Cervical disc arthroplasty (CDA) is a motion-preserving alternative to anterior cervical discectomy and fusion (ACDF) for cervical degenerative disease, reducing adjacent segment degenerative disease (ASD). Despite its benefits, some patients experience CDA failure due to prosthesis-related complications, heterotopic ossification, segmental kyphosis, ASD, or facet joint degeneration, necessitating revision surgery. Reoperation strategies depend on the failure mechanism, instability, sagittal malalignment, and neural compression. Anterior revision is suited for prosthesis failure, recurrent disc herniation, or ASD, enabling prosthesis removal, decompression, and fusion. In select cases, reimplantation may restore motion. Posterior approaches are preferred for facet degeneration, multilevel stenosis, or posterior hypertrophy, with options including foraminotomy, laminoplasty, or laminectomy and fusion.
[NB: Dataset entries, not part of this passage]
PR #59, opened 2018-09-05
PTV-1129 fixing upper case file extension

Tianhao-Gu:
Fixing RU validateFASTQ/FASTA doesn't validate file with upper case extension correctly.


Tianhao-Gu:
@JamesJeffryes  I cannot figure out why the changes in file_size in check_lib. Best guess is some package changed from DFU. But the MD5 are the same. I think it shouldn't be a big issue.

Dockerfile
```diff
@@ -1,13 +1,14 @@
...
 
-# RUN apt-get update
+RUN apt-get clean
+RUN apt-get update
 
-RUN sudo apt-get install python-dev libffi-dev libssl-dev
+RUN sudo apt-get install -y python-dev libffi-dev libssl-dev
 RUN pip install cffi --upgrade
 RUN pip install pyopenssl --upgrade
 RUN pip install ndg-httpsclient --upgrade
```
JamesJeffryes: I think that all these lines should not be needed with sdkbase2

JamesJeffryes (commented):
I think we can strip down the Dockerfile a bit but the code changes look good

Dockerfile
```diff
@@ -7,7 +7,6 @@ MAINTAINER KBase Developer
 
 # RUN apt-get update
 
-RUN sudo apt-get install python-dev libffi-dev libssl-dev
 RUN pip install cffi --upgrade
```
JamesJeffryes: Actually I think this whole block can go.

JamesJeffryes (approved):
I think you can drop the whole block of updates I indicated in sdkbase2 but feel free to merge whenever

JamesJeffryes:
💯I don't have merge powers though

PR #65, opened 2020-02-28
removing Windows CRLF char

Tianhao-Gu:
Windows newline char CRLF fails FASTQ validator. 

https://kbase-jira.atlassian.net/browse/PTV-1377


MrCreosote:
This seems like a weird thing to have to fix manually. I'd assume there's some way to get python to automatically convert windows line feeds to unix - have you looked into that?

MrCreosote:
Might be useful: https://stackoverflow.com/a/2717154/643675

MrCreosote:
maybe just ditch the check then fix optimization and just always run it through the fix loop with the python line converter

Tianhao-Gu:
@MrCreosote Yea. Python `open(file_path)` can handle it just fine. But it's the 3rd party validator that throws an error:
https://github.com/kbaseapps/ReadsUtils/blob/master/lib/ReadsUtils/ReadsUtilsImpl.py#L895-L897

MrCreosote:
that's why I'm saying to always run the fix loop, so you always remove blank lines and windows LF chars. Doing that is probably a whole lot faster than downloading the file so I doubt it'll add much time to the overall process

MrCreosote:
Should probably file a bug with the 3rd party dev too

Tianhao-Gu:
@MrCreosote sure. Just update code to always run fix loop.

kbase.yml
```diff
@@ -9,7 +9,7 @@ service-language:
     python
 
 module-version:
-    0.3.12
+    0.3.13
 
 owners:
     [gaprice, msneddon, jkbaumohl]
```
MrCreosote: Add yourself

MrCreosote (changes requested):
LGTM other than 1 thing

lib/ReadsUtils/ReadsUtilsImpl.py
```diff
@@ -862,28 +862,19 @@ def validateFASTQ(self, ctx, params):
...
-                        l = l.strip()
-                        if l:
-                            t.write(l + '\n')
-                            c += 1
-                    s.close()
-                    t.flush()
-                    shutil.copy2(t.name, file_path)
+            self.log('Removing blank lines and CRLF characters if any')
+            with open(file_path) as s, tempfile.NamedTemporaryFile(
+                    mode='w', dir=self.scratch) as t:
```
sean-mccorkle, line 869: I think this is a big improvement in the code

sean-mccorkle (commented):
This is not a show stopper, but if it were me, I would rename the function ValidateFASTQ to ValidateAndCleanFASTQ since its doing some cleanup on the file as well.

Also (again) not a show stopper:   I know FASTA files were not included in this, and I don't know of any occurrences of ^M's in FASTA files being reported, but is it worth considering checking those as well for this condition?  Or should that wait for an actual occurrence to be reported?

MrCreosote:
> This is not a show stopper, but if it were me, I would rename the function ValidateFASTQ to ValidateAndCleanFASTQ since its doing some cleanup on the file as well.

It's not really though - it's making a temporary file with an arbitrary name and making the changes there and discarding it when done. It doesn't fix the original file or provide the path to the new file AFIAK.

MrCreosote:
> This is not a show stopper, but if it were me, I would rename the function ValidateFASTQ to ValidateAndCleanFASTQ

That changes the API, not worth it IMO. Updating the docs would be good.

sean-mccorkle:
> That changes the API, not worth it IMO. Updating the docs would be good.

That's a good point.  I hadn't realized it was exposed in the spec.

Tianhao-Gu:
@MrCreosote @sean-mccorkle Thanks guys. Updated doc and added myself as module owner.

MrCreosote (approved):
Lgtm

PR #77, opened 2022-03-16
using personal google account instead of edu account

Tianhao-Gu:


Tianhao-Gu:
@MrCreosote @jkbaumohl getting lucky? tests all passed >_<

MrCreosote:
Do you know why the institutional account doesn't work?

Tianhao-Gu:
@MrCreosote hmmm I don't have a lot of clues.  There is an extra security setting saying `The organization's settings prevent changing this setting`. I am not sure what it means. But that's something I noticed is different than my personal google account.

MrCreosote (approved):
LGTM then

PR #80, opened 2024-03-11
Fix build, ignore google download tests

MrCreosote:
Google download doesn't seem to work currently.

Also
* Updated service auth client. There's something strange here - the authclient didn't get updated on a compile, so I did it manually.
* Deleted the unused baseclient in lib
* Just fetched the one jar from `jars` rather than cloning the whole thing
* Got rid of `six`


MrCreosote:
Tests passed prior to force push, but coverage push failed because the Makefile needs to be updated, oops. Force pushed to get rid of GHA codecov block

Tianhao-Gu (approved):
👍

PR #84, opened 2024-04-11
SCT-3242: add min_read_length

Tianhao-Gu:


test/ReadsUtils_server_test.py
```diff
@@ -680,6 +687,46 @@ def test_FASTQ_val_fail_bad_ext(self):
...
+        # The min_Sample.fastq file contains only one read with a length of 1.
+        read_length = 1
+
+        self.fail_upload_reads(
+            {'fwd_file': 'data/min_Sample.fastq',
+             'sequencing_tech': 'seqtech',
+             'wsname': self.ws_info[1],
+             'name': 'filereads1',
+             'min_read_length': read_length + 1},
+            "Invalid FASTQ file - Path: /kb/module/test/data/min_Sample.fastq."
```
MrCreosote, line 701: doesn't the exception give you any info about the problem?

test/ReadsUtils_server_test.py
```diff
@@ -680,6 +687,46 @@ def test_FASTQ_val_fail_bad_ext(self):
...
+                       'sequencing_tech': 'seqtech',
+                       'wsname': self.ws_info[1],
+                       'name': 'filereads1'})
+        obj = self.dfu.get_objects(
+            {'object_refs': [self.ws_info[1] + '/filereads1']})['data'][0]
+        self.assertEqual(ret[0]['obj_ref'], self.make_ref(obj['info']))
+        self.assertEqual(obj['info'][2].startswith(
+            'KBaseFile.SingleEndLibrary'), True)
+        d = obj['data']
+        self.assertEqual(d['read_count'], read_length)
```
MrCreosote: Why would the number of reads be equal to the min read length parameter?

test/ReadsUtils_server_test.py
```diff
@@ -680,6 +687,46 @@ def test_FASTQ_val_fail_bad_ext(self):
...
+        self.fail_upload_reads(
+            {'fwd_file': 'data/min_Sample.fastq',
+             'sequencing_tech': 'seqtech',
+             'wsname': self.ws_info[1],
+             'name': 'filereads1',
+             'min_read_length': read_length + 1},
+            "Invalid FASTQ file - Path: /kb/module/test/data/min_Sample.fastq."
+            )
+
+    def test_upload_min_len_reads(self):
```
MrCreosote, line 715: There should be at happy and sad tests that handle a case where the min length is something other than 1

and with > 1 read / file

test/ReadsUtils_server_test.py
MrCreosote, line 702: doesn't the exception give you any info about the problem?

test/ReadsUtils_server_test.py
Tianhao-Gu: 👍 you are right. They have no relationship.

test/ReadsUtils_server_test.py
Tianhao-Gu: no. validateFASTQ returns 0 and `_generate_validation_error_message` creates the error message.

test/ReadsUtils_server_test.py
Tianhao-Gu: I did a `test_upload_fail_min_len_reads` (sad) and `test_upload_min_len_reads` (happy) test. Read length shouldn't be matter here. What cases are not covered in your option? I actually feel this model is quite over tested.

MrCreosote: A case other than when min len reads is == 2 and reads / file >  1

test/ReadsUtils_server_test.py
MrCreosote: Oh, it's from *that* jar. Ok. finding something better has been a TODO for 8 years

Although giveni it's a jar maybe we could hook into the actual java code to improve things

MrCreosote: :+1:

test/ReadsUtils_server_test.py
MrCreosote: :+1:

test/ReadsUtils_server_test.py
Tianhao-Gu: I made the test file having 2 reads now.

MrCreosote: well... that's good but now I think you should add tests with reads with a length of 1 and do the same tests.

Tianhao-Gu: 👍

MrCreosote (approved):
lgtm

PR #4, opened 2022-08-29
fix: add openedx-filters and constrain that pip-tools<5.4 and click==…

MaferMazu:
## Description

This PR adds `openedx-filters` as a plugin requirement, and solves the problem that when doing `make upgrade` pip-tools was in advanced version and click too.

## Solution
Restricted pip-tools<5.4 and click==7.1.2 as is on the platform.

### Reference
- [Pip-tools<5.4 contrain on the platform](https://github.com/fccn/edx-platform/blob/nau/lilac.master/requirements/constraints.txt#L80)
- [Click==7.1.2 on the platform](https://github.com/fccn/edx-platform/blob/nau/lilac.master/requirements/edx/base.txt#L41)


felipemontoya:
This looks good. Did you run the make upgrade from a container running bash? Or outside of the container?

felipemontoya (approved):

MaferMazu:
Inside the container @felipemontoya

PR #5, opened 2022-08-30
feat: add filters to restrict enrollment FAN-41

MaferMazu:
## Description

This PR adds the feature [FAN-41: NAU Academies - restrict course enrollment by email domain](https://plataforma-nau.atlassian.net/jira/software/projects/FAN/boards/26?selectedIssue=FAN-41).

Screenshot from 2022-09-26 13-30-46
_User interface when a user can't enroll (en)_
Screenshot from 2022-09-26 13-31-05
_User interface when a user can't enroll (pt-pt)_

Screenshot from 2022-08-29 16-53-49
_Internal logs_

## Dependencies
- fccn/edx-platform [PR #1](https://github.com/fccn/edx-platform/pull/1)
- fccn/edx-platform [PR #4](https://github.com/fccn/edx-platform/pull/4) 

## How to test

In #6 I added tests.

In tutor: 
- Use a tutor environment with edx-platform with `nau/lilac.master` branch
- Use nau-openedx-extension (this branch)
- You need to add the following settings
```
FEATURES.update({
    "ENABLE_OTHER_COURSE_SETTINGS": True
    })
OPEN_EDX_FILTERS_CONFIG = {
        "org.openedx.learning.course.enrollment.started.v1": {
            "fail_silently": False,
            "pipeline": [
                "nau_openedx_extensions.filters.pipeline.FilterEnrollmentByDomain",
            ],
        },
    }
```
- Create a course on the platform
- Go to studio > the course > settings > advanced settings (example: http://studio.lilac.edunext.link:8001/settings/advanced/course-v1:edX+DemoX+Demo_Course) and add in other course settings:
```
{
    "filter_enrollment_by_domain_list": [
        "domain1.com",
        "domain2.com",
        "example.com"
    ]
}
```
- Create a user with a domain or subdomain in the filter_enrollment_by_domain_list, and the user will be able to enroll
- Create a user with a domain, not in the list, and the user won't be able to enroll
- You can change the lang preference, and the UI message error will be in the correct lang


nau_openedx_extensions/filters/models.py
```diff
@@ -0,0 +1,23 @@
+"""Models used in openedx filters."""
+
+from django.db import models
+from opaque_keys.edx.django.models import CourseKeyField
+
+
+class DomainsAllowedPerCourse(models.Model):
```
felipemontoya, line 7: I am more in favour of putting this into the [advanced course settings](https://github.com/openedx/edx-platform/blob/d9f54b9f460bed0001e999dac8884d3b8e8a949f/xmodule/course_module.py#L1021) in studio. It prevents the need for a custom model in mysql. You can access this via studio and therefore you can make the course authors use it.

@igobranco @sandroscosta  what would be your preference here? I think we have used "other_course_settings" in the past with Nau

nau_openedx_extensions/filters/pipeline.py
```diff
@@ -0,0 +1,38 @@
...
+    """
+
+    def run_filter(self, user, course_key, mode):   # pylint: disable=unused-argument, no-self-use
+        """Filter."""
+
+        try:
+            course_and_domains = DomainsAllowedPerCourse.objects.get(course_key=course_key)
+            user_domain = user.email.split("@")[1]
+            if user_domain not in course_and_domains.get_allowed_domains_list:
+                raise CourseEnrollmentStarted.PreventEnrollment("You can't enroll on this course.")
```
felipemontoya, line 34: The message could be more specific.

"You can't enroll on this course because your email domain is not allowed. If you think this is an error, contact the course support"

nau_openedx_extensions/filters/models.py
igobranco: @felipemontoya  and @MaferMazu  I didn't know the existence of the "other_course_settings" field.
We don't have it activated on NAU.
I have the same opinion @felipemontoya I think it is better to use "other_course_settings" on the Course Studio advanced settings.

nau_openedx_extensions/filters/pipeline.py
igobranco: We also need that message to be translated.

MaferMazu: Here I am going to note down the use of wildcards: https://docs.python.org/3/library/fnmatch.html

And regarding having a more descriptive message, that message is printed on the server and not on the user side, I have to see how to put it on the user side, but I don't think it will be a problem.

felipemontoya: The UI shows the message from the server, which is relied by the http request. We do need to make the message descriptive. Translation is not an issue, we put it in the catalog and done.

nau_openedx_extensions/filters/pipeline.py
```diff
@@ -0,0 +1,35 @@
...
+        }
+    """
+
+    def run_filter(self, user, course_key, mode):   # pylint: disable=unused-argument, no-self-use
+        """Filter."""
+
+        user_domain = user.email.split("@")[1]
+        other_course_settings = get_other_course_settings(course_key)
+        domains_allowed = other_course_settings.get("domains_allowed", [])
+        if domains_allowed and user_domain not in domains_allowed:
```
felipemontoya, line 33: Will you include the fnmatch comparison here?

https://docs.python.org/3/library/fnmatch.html

nau_openedx_extensions/filters/pipeline.py
```diff
@@ -0,0 +1,35 @@
...
+            }
+        }
+    """
+
+    def run_filter(self, user, course_key, mode):   # pylint: disable=unused-argument, no-self-use
+        """Filter."""
+
+        user_domain = user.email.split("@")[1]
+        other_course_settings = get_other_course_settings(course_key)
+        domains_allowed = other_course_settings.get("domains_allowed", [])
```
felipemontoya, line 32: In the context of the code "domain_allowed" looks like it is enough information, but at the course config it might not be.

I would call it "filter_enrollment_by_domain_list".
So you know it is a list what this is expecting and you also have the name of the filter.

MaferMazu:
This PR is ready for review.
- The fnmatch for subdomains was added.
- The exception message can be showed in the user interface with [this PR #4 in edx-platform](https://github.com/fccn/edx-platform/pull/4)
- And I add unit test for this functionality and for the wrapper in this PR #6 

If you are okey I am going to squash the commits in this PR and merge when I have the approval

@felipemontoya @igobranco @MoisesGSalas

felipemontoya (approved):
I think this covers my previous comments. Thanks @MaferMazu

PR #6, opened 2022-09-15
test: add wrapper and filter tests FAN-58

MaferMazu:
## Description

This PR adds tests for the PR #5 

- Add pytest and coverage to test.in and update requirements (I use python 3.8, pip 20.0.1, and pip-tools 5.3.1).
- Add support for python 3.10 in tox.
- Add backends for tests.
- Add wrappers test.
- Add pipeline module unit tests.
- Correct the test execution by creating an email_module_l_v1 backend and adding it to the plugin settings.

Complex cases may require combined anterior and posterior surgery for optimal decompression and stability. This narrative review outlines revision strategies, emphasizing biomechanical assessment, radiographic evaluation, and patient-specific considerations. Despite surgical challenges, meticulous planning and execution can optimize outcomes.

摘要

颈椎间盘置换术(CDA)是一种用于治疗颈椎退行性疾病的保留运动功能的手术,可替代前路颈椎间盘切除融合术(ACDF),减少相邻节段退变疾病(ASD)。尽管有这些益处,但一些患者会因假体相关并发症、异位骨化、节段性后凸、ASD或小关节退变而出现CDA失败,需要进行翻修手术。再次手术策略取决于失败机制、不稳定、矢状面排列不齐和神经受压情况。前路翻修适用于假体失败、复发性椎间盘突出或ASD,可进行假体取出、减压和融合。在特定情况下,重新植入可能恢复运动功能。后路手术适用于小关节退变、多节段狭窄或后纵韧带肥厚,包括椎间孔切开术、椎板成形术或椎板切除融合术等选择。复杂病例可能需要联合前后路手术以实现最佳减压和稳定性。本叙述性综述概述了翻修策略,强调生物力学评估、影像学评估和个体化考虑因素。尽管手术具有挑战性,但精心规划和实施可优化手术效果。